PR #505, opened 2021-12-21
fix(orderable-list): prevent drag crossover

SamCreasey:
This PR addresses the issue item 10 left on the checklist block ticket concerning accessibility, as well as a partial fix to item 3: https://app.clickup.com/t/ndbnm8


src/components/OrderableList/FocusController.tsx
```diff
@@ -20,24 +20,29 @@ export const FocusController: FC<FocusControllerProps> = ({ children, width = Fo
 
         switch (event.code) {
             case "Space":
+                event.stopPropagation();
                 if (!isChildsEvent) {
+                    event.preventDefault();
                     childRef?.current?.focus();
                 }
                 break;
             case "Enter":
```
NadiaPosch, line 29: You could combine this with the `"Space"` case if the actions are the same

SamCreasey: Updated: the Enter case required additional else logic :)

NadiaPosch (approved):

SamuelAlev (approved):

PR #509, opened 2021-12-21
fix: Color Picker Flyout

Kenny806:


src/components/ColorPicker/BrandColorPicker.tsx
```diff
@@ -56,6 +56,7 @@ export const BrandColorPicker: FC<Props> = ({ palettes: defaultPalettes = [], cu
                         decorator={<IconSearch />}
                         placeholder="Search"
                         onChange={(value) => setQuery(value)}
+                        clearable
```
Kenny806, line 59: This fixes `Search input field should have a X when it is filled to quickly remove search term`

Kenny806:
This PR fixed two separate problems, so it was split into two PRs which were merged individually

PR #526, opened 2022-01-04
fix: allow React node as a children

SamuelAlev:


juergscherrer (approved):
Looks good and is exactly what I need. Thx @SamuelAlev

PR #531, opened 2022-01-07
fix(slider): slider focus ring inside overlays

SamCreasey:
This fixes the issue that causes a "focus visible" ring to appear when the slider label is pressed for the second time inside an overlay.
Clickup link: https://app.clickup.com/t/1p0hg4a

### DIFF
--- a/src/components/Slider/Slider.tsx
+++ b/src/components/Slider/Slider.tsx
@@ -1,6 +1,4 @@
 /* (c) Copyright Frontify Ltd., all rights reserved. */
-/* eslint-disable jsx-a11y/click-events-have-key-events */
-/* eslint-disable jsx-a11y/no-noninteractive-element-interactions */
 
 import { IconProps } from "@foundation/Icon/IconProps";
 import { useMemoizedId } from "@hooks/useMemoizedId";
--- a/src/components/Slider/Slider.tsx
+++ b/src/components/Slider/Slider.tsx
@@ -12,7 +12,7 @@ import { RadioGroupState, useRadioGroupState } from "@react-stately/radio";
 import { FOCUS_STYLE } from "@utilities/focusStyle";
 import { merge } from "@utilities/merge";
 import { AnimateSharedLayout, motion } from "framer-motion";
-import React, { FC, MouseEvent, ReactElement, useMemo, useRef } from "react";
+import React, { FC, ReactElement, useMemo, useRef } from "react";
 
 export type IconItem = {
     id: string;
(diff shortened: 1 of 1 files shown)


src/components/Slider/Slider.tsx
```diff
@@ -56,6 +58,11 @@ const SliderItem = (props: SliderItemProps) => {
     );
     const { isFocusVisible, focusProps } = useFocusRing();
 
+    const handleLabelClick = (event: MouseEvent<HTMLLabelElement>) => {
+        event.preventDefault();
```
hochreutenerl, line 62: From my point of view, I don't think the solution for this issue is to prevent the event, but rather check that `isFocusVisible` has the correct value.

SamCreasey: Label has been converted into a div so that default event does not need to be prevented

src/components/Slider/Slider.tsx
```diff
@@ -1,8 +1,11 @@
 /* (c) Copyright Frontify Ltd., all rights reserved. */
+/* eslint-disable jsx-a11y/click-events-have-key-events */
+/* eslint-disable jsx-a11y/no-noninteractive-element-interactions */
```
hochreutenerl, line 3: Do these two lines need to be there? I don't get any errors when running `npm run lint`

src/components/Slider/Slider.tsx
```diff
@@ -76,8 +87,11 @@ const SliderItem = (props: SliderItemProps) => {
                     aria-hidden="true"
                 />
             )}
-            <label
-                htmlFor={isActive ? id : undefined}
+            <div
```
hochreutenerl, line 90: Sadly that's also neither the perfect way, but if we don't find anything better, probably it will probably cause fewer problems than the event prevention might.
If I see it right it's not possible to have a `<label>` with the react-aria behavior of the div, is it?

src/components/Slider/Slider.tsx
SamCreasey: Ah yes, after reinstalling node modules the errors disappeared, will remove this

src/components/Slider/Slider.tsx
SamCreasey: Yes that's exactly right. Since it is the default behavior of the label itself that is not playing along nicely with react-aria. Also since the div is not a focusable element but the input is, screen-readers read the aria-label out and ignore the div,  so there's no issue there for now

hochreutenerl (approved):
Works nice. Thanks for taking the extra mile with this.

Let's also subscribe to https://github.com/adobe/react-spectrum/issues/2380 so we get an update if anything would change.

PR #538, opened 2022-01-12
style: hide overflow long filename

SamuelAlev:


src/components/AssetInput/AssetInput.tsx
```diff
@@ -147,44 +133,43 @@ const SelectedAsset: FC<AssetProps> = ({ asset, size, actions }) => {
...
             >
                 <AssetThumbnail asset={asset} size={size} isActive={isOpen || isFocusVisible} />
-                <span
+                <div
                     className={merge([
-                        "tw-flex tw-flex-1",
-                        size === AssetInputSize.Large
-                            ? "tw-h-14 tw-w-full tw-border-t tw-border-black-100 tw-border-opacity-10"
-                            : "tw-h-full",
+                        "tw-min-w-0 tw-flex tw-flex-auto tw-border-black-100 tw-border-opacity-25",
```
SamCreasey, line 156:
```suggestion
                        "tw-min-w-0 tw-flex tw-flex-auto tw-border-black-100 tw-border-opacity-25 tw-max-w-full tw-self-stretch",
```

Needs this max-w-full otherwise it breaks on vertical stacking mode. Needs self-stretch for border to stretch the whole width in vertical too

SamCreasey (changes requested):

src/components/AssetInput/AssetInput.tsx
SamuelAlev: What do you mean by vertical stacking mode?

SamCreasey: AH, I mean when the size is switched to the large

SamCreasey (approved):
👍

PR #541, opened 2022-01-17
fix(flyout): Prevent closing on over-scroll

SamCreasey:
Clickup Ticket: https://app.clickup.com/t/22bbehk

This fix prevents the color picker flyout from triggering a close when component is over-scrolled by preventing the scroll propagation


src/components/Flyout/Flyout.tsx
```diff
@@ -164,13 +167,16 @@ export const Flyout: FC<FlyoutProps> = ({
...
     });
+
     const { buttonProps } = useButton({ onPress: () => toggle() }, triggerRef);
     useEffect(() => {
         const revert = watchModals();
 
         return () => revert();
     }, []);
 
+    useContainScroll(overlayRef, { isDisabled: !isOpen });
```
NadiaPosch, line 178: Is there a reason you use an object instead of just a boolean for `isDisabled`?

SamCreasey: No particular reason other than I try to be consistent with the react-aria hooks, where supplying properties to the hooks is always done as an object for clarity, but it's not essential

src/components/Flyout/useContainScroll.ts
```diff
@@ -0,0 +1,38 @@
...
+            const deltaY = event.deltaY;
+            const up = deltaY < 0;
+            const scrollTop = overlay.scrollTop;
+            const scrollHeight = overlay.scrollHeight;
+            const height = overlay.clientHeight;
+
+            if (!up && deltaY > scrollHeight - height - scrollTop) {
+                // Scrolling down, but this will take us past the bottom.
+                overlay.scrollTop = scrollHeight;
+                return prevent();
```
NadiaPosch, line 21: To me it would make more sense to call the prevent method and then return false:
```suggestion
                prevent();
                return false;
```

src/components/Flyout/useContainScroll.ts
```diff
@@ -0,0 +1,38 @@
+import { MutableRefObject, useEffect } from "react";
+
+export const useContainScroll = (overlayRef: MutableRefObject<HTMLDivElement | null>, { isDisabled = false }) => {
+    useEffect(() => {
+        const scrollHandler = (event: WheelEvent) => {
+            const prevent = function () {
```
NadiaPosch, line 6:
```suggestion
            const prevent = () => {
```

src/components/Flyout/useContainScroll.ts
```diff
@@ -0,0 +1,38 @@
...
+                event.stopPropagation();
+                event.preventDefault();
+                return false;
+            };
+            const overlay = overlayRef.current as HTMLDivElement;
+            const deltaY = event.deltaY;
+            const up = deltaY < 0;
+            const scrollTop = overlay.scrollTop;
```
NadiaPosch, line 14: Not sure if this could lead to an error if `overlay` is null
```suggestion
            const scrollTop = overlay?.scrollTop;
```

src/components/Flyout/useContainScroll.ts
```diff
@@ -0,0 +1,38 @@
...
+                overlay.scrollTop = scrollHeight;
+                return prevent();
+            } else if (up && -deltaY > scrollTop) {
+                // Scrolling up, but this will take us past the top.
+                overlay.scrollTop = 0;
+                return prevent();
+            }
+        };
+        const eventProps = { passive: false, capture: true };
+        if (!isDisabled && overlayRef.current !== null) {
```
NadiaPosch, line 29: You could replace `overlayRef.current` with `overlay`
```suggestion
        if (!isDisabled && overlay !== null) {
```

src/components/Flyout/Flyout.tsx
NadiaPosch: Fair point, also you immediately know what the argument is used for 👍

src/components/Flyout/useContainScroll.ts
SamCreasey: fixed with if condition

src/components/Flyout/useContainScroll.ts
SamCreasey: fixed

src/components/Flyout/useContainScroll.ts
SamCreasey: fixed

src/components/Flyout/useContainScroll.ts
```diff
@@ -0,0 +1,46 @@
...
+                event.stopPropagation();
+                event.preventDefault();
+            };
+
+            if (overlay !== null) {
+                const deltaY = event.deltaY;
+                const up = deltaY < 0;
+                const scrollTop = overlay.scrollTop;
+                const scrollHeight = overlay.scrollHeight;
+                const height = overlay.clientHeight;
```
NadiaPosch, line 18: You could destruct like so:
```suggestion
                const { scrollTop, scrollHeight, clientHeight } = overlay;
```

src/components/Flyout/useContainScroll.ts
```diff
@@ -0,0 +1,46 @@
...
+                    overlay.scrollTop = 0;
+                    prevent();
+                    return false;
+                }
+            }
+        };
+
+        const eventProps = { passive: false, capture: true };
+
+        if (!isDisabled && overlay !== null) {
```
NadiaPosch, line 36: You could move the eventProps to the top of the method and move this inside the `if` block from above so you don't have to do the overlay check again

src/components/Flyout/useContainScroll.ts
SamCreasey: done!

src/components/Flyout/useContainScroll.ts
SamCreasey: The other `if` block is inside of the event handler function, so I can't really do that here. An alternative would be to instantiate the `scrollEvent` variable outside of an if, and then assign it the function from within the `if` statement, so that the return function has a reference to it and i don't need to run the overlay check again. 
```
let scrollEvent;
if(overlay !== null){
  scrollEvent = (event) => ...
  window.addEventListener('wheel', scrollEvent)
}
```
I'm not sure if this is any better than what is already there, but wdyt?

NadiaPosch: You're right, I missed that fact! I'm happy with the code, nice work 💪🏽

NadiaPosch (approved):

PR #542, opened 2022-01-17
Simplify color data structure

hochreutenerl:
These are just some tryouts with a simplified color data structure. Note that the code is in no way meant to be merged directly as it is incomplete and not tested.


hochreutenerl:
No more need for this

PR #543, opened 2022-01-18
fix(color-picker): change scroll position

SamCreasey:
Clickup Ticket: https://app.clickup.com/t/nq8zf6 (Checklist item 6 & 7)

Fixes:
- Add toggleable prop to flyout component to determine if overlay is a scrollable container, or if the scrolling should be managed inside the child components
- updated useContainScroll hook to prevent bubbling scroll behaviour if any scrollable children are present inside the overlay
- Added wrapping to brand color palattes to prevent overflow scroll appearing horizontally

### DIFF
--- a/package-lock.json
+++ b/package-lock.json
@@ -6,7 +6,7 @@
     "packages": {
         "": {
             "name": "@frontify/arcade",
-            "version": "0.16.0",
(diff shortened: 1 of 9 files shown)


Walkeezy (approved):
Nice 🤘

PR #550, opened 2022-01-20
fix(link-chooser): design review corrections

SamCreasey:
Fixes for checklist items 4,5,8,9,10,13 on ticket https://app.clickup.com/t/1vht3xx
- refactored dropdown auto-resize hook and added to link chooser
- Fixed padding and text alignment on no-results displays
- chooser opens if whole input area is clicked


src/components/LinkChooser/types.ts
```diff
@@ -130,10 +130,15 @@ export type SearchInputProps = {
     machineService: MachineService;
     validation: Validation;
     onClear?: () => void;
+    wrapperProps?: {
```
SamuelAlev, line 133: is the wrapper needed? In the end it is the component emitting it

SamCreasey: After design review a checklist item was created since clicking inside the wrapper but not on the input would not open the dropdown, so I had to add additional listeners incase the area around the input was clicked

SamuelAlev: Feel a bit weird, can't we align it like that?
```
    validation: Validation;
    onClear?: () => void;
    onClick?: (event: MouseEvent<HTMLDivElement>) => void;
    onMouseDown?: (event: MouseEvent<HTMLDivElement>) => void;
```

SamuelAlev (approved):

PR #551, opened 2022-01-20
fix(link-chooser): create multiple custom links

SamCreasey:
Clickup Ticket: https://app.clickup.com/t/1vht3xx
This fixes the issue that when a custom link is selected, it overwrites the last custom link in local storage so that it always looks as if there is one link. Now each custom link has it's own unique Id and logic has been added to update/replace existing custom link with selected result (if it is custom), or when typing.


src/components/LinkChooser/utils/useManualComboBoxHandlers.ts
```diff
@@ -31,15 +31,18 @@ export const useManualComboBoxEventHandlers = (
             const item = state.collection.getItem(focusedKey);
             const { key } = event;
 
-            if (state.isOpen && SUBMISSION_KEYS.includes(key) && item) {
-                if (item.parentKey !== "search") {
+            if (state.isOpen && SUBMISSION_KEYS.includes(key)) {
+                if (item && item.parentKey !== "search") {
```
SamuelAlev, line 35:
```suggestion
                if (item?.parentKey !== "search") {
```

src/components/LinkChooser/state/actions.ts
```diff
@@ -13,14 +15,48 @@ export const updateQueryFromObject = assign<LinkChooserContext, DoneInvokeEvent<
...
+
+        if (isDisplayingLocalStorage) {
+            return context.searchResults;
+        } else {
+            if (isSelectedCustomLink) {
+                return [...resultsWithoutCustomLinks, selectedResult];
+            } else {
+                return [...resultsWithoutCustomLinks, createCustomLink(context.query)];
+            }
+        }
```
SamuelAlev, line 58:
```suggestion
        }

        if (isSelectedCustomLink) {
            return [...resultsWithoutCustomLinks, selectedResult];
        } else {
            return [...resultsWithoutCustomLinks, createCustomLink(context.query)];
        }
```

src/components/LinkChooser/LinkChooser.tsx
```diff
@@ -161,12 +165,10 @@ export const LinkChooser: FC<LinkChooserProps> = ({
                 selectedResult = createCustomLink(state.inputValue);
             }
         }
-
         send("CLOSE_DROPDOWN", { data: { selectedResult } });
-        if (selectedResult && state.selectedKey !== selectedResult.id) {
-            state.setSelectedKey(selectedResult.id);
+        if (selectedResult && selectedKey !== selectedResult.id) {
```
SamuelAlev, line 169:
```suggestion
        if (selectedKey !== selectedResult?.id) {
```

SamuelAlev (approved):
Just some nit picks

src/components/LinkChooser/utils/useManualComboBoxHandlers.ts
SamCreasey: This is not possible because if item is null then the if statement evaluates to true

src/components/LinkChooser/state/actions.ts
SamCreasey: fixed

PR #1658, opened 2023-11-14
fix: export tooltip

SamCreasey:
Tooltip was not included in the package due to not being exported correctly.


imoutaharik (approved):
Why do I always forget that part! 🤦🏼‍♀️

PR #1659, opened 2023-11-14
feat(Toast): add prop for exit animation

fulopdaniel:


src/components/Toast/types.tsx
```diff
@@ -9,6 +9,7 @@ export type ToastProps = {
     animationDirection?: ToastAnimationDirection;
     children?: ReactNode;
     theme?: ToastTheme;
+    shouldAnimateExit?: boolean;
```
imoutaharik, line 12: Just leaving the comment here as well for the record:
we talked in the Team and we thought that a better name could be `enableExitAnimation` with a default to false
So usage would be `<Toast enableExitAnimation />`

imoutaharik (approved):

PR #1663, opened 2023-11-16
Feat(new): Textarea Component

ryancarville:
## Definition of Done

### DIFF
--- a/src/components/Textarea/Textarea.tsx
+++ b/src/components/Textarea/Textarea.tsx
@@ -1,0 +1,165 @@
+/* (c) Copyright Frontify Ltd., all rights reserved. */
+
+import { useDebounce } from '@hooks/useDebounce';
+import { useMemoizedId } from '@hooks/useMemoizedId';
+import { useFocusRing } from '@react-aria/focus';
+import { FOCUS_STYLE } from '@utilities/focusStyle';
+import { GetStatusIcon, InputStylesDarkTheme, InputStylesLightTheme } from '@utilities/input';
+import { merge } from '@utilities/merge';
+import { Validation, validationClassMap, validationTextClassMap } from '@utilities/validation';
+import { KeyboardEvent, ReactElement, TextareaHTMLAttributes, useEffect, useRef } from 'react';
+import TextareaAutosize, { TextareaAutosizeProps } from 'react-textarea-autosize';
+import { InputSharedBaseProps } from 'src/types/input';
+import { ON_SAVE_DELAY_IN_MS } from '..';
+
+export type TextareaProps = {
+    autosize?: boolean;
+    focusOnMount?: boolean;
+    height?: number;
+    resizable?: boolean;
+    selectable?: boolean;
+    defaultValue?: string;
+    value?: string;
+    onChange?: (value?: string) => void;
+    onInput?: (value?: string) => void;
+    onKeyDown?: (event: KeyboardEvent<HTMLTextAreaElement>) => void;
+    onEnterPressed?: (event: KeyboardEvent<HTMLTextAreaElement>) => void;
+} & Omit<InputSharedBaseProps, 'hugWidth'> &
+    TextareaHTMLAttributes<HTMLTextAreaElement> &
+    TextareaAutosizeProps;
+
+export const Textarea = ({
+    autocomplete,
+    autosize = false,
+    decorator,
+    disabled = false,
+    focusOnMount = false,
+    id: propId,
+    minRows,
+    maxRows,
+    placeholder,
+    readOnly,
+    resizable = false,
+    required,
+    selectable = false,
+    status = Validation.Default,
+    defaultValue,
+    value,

┄┄┄┄┄┄┄┄┄┄

Copy each line of the listing above that contains the word "shortened".

(diff shortened: 1 of 1 files shown)
(diff shortened: 1 of 9 files shown)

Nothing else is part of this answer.